» **Exercise**: What is needed here is an exact transcription of all the entries.

» **Data for this exercise**:
PR #3103, opened 2025-10-26
feat(split): Add HID indicators and physical layout set to Wired split

ReFil:
This adds support for the set hid indicators and set physical layout commands to the split transport handler, I've tested the hid indicators and all seems to work as expected

- [x] Branch has a [clean commit history](https://zmk.dev/docs/development/contributing/pull-requests#clean-commit-history)
- [x] Additional tests are included, if changing behaviors/core code that is testable.
- [x] Proper Copyright + License headers added to applicable files (Generally, we stick to "The ZMK Contributors" for copyrights to help avoid churn when files get edited)
- [x] [Pre-commit](https://zmk.dev/docs/development/local-toolchain/pre-commit) used to check formatting of files, commit messages, etc.
- [x] Includes any necessary [documentation changes](https://zmk.dev/docs/development/contributing/documentation).

PR #3120, opened 2025-11-22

» **Exercise solution**:
PR #3103, opened 2025-10-26
feat(split): Add HID indicators and physical layout set to Wired split

ReFil:
This adds support for the set hid indicators and set physical layout commands to the split transport handler, I've tested the hid indicators and all seems to work as expected

- [x] Branch has a [clean commit history](https://zmk.dev/docs/development/contributing/pull-requests#clean-commit-history)
- [x] Additional tests are included, if changing behaviors/core code that is testable.
- [x] Proper Copyright + License headers added to applicable files (Generally, we stick to "The ZMK Contributors" for copyrights to help avoid churn when files get edited)
- [x] [Pre-commit](https://zmk.dev/docs/development/local-toolchain/pre-commit) used to check formatting of files, commit messages, etc.
- [x] Includes any necessary [documentation changes](https://zmk.dev/docs/development/contributing/documentation).

PR #3120, opened 2025-11-22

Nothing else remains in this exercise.